# EXERCISE REQUIREMENTS
Only these lines of the data below are wanted: the one with "DN | Contemporary 021</model>", the one with "Also, do we", and any lines between them, each repeated exactly.

** RECORDS FOR THE EXERCISE follows **

PR #1865, opened 2022-07-27
add distortion correction for Sigma 28-70mm F2.8 DG DN | C 021

### LINKED ISSUE #1848: Calibration upload 0e4a10
Calibration images were uploaded to the directory that starts with “`0e4a10_`”.

Please read the [workflow description](https://github.com/lensfun/lensfun/blob/master/tools/calibration_webserver/workflow.rst) for further instructions about the calibration.

Additional comments by the uploader:

> bonjour
> pour étalonnage 
> objectif Sigma 28-70 DG DN
> 
> merci
> andré

tuxfanx:
fixes #1848
Unfortunately the automatic lens detection in darktable does not work with panasonic cameras and this lens at the moment. With Sony cameras, the automatic detection works correctly.
@sarunasb: do you have any ideas what the reason for that could be? Is the cause in exiv2 or darktable? [2 pictures more](https://jonani1.my-router.de/nextcloud/index.php/s/e7pQPnSZoS6LLnH)

### DIFF
--- a/data/db/mil-sigma.xml
+++ b/data/db/mil-sigma.xml
@@ -695,4 +695,21 @@
         </calibration>
     </lens>
 
+    <lens>
+        <maker>Sigma</maker>
+        <model>28-70mm F2.8 DG DN | Contemporary 021</model>
+        <mount>Sony E</mount>
+        <mount>Leica L</mount>
+        <cropfactor>1.0</cropfactor>
+        <calibration>
+            <!-- Taken with Panasonic Lumix DC-S5 -->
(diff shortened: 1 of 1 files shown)


sarunasb:
Cameras' firmware perhaps are putting slightly different lens identification into EXIF.

Also, do we know whether images are taken with the same lens? There might be newer/older versions of lens or its firmware.

Given two different strings for the same lens, the longer, fuller string in `model` will have a better chance for lens being recognised.

PR #1916, opened 2022-10-18
add cameras, changes and a lens to rf-leica.xml

tuxfanx:
added Summicron-M 1:2/28 ASPH.
added M9, M10, M10-P, M10-R, M11
changed maker from "Leica" to "Leica Camera AG"
corrected model name for Elmarit-M 1:2.8/28 ASPH.

### DIFF
--- a/data/db/rf-leica.xml
+++ b/data/db/rf-leica.xml
@@ -19,6 +19,13 @@
 
     <camera>
         <maker>Leica Camera AG</maker>
+        <model>Leica M Monochrom (Typ 246)</model>
+        <mount>Leica M</mount>
+        <cropfactor>1</cropfactor>
+    </camera>
+
+    <camera>
+        <maker>Leica Camera AG</maker>
         <model>M9 Digital Camera</model>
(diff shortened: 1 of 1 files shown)


data/db/rf-leica.xml
```diff
@@ -11,15 +11,50 @@
     </mount>
 
     <camera>
-        <maker>Leica</maker>
+        <maker>Leica Camera AG</maker>
```
kmilos, line 14: Should probably keep <maker lang="en">Leica</maker> as well - both libraw and rawspeed sanitize the maker to just "Leica" (for RWLs mostly), which could be passed to lensfun.

kmilos: You're probably right that it should be safe to stick w/ the original Exif reported value - darktable passes that one indeed for lensfun lookup, and not the rawspeed sanitized short name used elsewhere in the UI, so I was maybe too quick to comment. ;) Probably fine to proceed like this, and wait for any regression reports... (hopefully none!)

Issue #237, opened 2017-08-21
Calibration upload b035fd


bronger:
Calibration images were uploaded to the directory that starts with “`b035fd_`”.

Please read the [workflow description](https://github.com/lensfun/lensfun/blob/master/tools/calibration_webserver/workflow.rst) for further instructions about the calibration.

Additional comments by the uploader:

> Meike mk-f 28mm f/2.8 Fuji X mount

ludoo:
I did the calibration workflow for barrel distortion, and came up with the pasted XML below. Screenshots from Darktable show it seems to be working. It's my first one, so it could probably be done better. ;)

<lensdatabase version="1">
    <mount>
        <name>Meike</name>
        <compat>Fujifilm X</compat>
    </mount>
    <lens>
        <maker>Meike</maker>
        <model>MK-F 28mm f/2.8</model>
        <model lang="en">MK-F 28mm f/2.8</model>
        <mount>Fujifilm X</mount>
        <cropfactor>1.529</cropfactor>
        <calibration>
            
            <distortion model="ptlens" focal="28" a="0.0036057" b="-0.0218902" c="0.003422" />
        </calibration>
    </lens>
</lensdatabase>

![screenshot from 2017-08-21 20-17-22](https://user-images.githubusercontent.com/66007/29532875-9a4aac2c-86af-11e7-9be0-930c408a91dd.png)
![screenshot from 2017-08-21 20-18-12](https://user-images.githubusercontent.com/66007/29532876-9a4cd24a-86af-11e7-8704-5ef5284cb524.png)

ludoo:
aaand XML did not survive the comment formatter, here is the relevant line

distortion model="ptlens" focal="28" a="0.0036057" b="-0.0218902" c="0.003422"

bronger:
@uploader I could only measure distortion.  The image was too soft for TCA measurement.

PR #1964, opened 2023-01-09
Make Meike 28mm f/2.8 lens name consistent with other Meike's names

alexmalykh:
Hello there. Please consider this little fix for non-exif Meike lens.

### DIFF
--- a/data/db/misc.xml
+++ b/data/db/misc.xml
@@ -743,7 +743,7 @@
 
     <lens>
         <maker>Meike</maker>
-        <model>Meike MK-F 28mm f/2.8</model>
+        <model>Meike 28mm f/2.8</model>
         <mount>Fujifilm X</mount>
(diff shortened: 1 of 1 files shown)


sarunasb:
Meike MK-F 28mm added from calibration upload https://github.com/lensfun/lensfun/issues/237. 
@alexmalykh Not sure what MK-F indicates, can't find it anywhere else, but it in #237 upload. Do you mean that lens is purely mechanica, does not provide any metadata in image files?

alexmalykh:
Yes, it does not provide any metadata, it's a purely manual mechanical manual focus lens. There are at least two other Meike lenses from this family: 25mm f/1.8 and 35mm f/1.7 (the latter I own too) - but there are no any extra markings like "MK-F" neither in the database nor on the lenses' label rings for those ones.

PR #1969, opened 2023-01-14
Added support for Olympus E-M10 Mark III S

dorpauli:
When editing my RAW photos of the Olympus E-M10 Mark III S in Darktable, I always had to manually set the correct camera model. But in principle it is the E-M10 Mark III with silent shutter. 

Now I was tired of it and found a solution. If the multiple use of "model" is not desired, one can of course still add a separate "camera" entry. So it has now worked for me, however!

### DIFF
--- a/data/db/mil-olympus.xml
+++ b/data/db/mil-olympus.xml
@@ -199,6 +199,7 @@
         <maker>Olympus Corporation</maker>
         <maker lang="en">Olympus</maker>
         <model>E-M10 Mark III</model>
+        <model>E-M10MarkIIIS</model>
         <model lang="en">E-M10 III</model>
         <mount>Micro 4/3 System</mount>
         <cropfactor>2</cropfactor>


tuxfanx:
Your reqest did not work with "E-M10 III" raw files. I added an "S" to the model name of "E-M10 III" (model name is "E-M10 III S" now) what should work for both cameras. Please test it with your pictures.

dorpauli:
> Your reqest did not work with "E-M10 III" raw files. I added an "S" to the model name of "E-M10 III" (model name is "E-M10 III S" now) that should work for both cameras. Please test it with your "E-M10 III S" pictures.

No it is not working. If i remove spaces in line 201 (E-M10MarkIIIS) it is!

tuxfanx:
Thanks, i think we need to create a separate camera entry because without the spaces it will not work for the E-M10 III.
Unfortunately, I could not find a raw image on the internet that was taken with the S version, I only had a jpg for the S version and a [raw image of the E-M10 III](https://www.dpreview.com/sample-galleries/6825955048/olympus-om-d-e-m10-iii-gallery) to test what worked for me in Darktable for both pictures. Please could you [upload a raw image from your camera here](https://wilson.bronger.org/calibration) for testing?

sarunasb:
Yes, separate `<camera>` element is of course necessary.

Spaces should not make a difference for matching and auto detection, so there might be something else.

RAW samples on raw.pixls.us?

tuxfanx:
@sarunasb: thanks for the hint!
@dorpauli: I found a raw image on pixls.us and created a separate camera profile.

PR #1973, opened 2023-01-24
Fix argument -c for dcraw_emu

twbaumann:
I tried to run the current new version of calibrate.py for the calibration images of my Fujifilm G lenses. It uses dcraw_emu instead of dcraw. The program exited with the error message 'Non-numeric argument to "-c"' which is caused by the fact that '-c' means different things to dcraw and dcraw_emu:

```
dcraw:     -c            Write decoded images or thumbnails to standard output.
dcraw_emu: -c float-num  Set adjust maximum threshold (default 0.75)
```

The correct emulation of the argument '-c' would be '-Z -', so I changed "-c" to ["-Z", "-"] for output on STDOUT. Additionally, for TIFF file output I added ["-Z", "tiff"] to the dcraw_options because otherwise dcraw_emu would append '.tiff' to the raw file extension (\<basename\>.\<raw\>.tiff) and the file would not be found during further execution, leading to another error message.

** End of RECORDS FOR THE EXERCISE **

# OUTPUT BELOW
+        <model>28-70mm F2.8 DG DN | Contemporary 021</model>
+        <mount>Sony E</mount>
+        <mount>Leica L</mount>
+        <cropfactor>1.0</cropfactor>
+        <calibration>
+            <!-- Taken with Panasonic Lumix DC-S5 -->
(diff shortened: 1 of 1 files shown)


sarunasb:
Cameras' firmware perhaps are putting slightly different lens identification into EXIF.

Also, do we know whether images are taken with the same lens? There might be newer/older versions of lens or its firmware.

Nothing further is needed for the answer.